PR #1440, opened 2018-05-07
Remove docket and ruleset from workflow

Beacze:
Docket and ruleset are assigned to template later. Workflow doesn't store this information.

### DIFF
--- a/Kitodo/src/main/java/org/kitodo/workflow/model/Updater.java
+++ b/Kitodo/src/main/java/org/kitodo/workflow/model/Updater.java
@@ -40,9 +40,6 @@ public class Updater {
         List<Process> processes = this.template.getProcesses();
 
         for (Process process : processes) {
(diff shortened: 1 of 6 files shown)


Kitodo/src/main/java/org/kitodo/workflow/model/Updater.java
```diff
@@ -40,8 +40,6 @@ public void updateProcessesAssignedToTemplate() throws DataException {
         List<Process> processes = this.template.getProcesses();
 
         for (Process process : processes) {
-            process.setDocket(this.template.getDocket());
-            process.setRuleset(this.template.getRuleset());
```
henning-gerhardt: You can remove following empty line too.

Beacze: Removed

Try it: Count the lines above in which the string "model" occurs, and write the number with no other text.

Response area: 3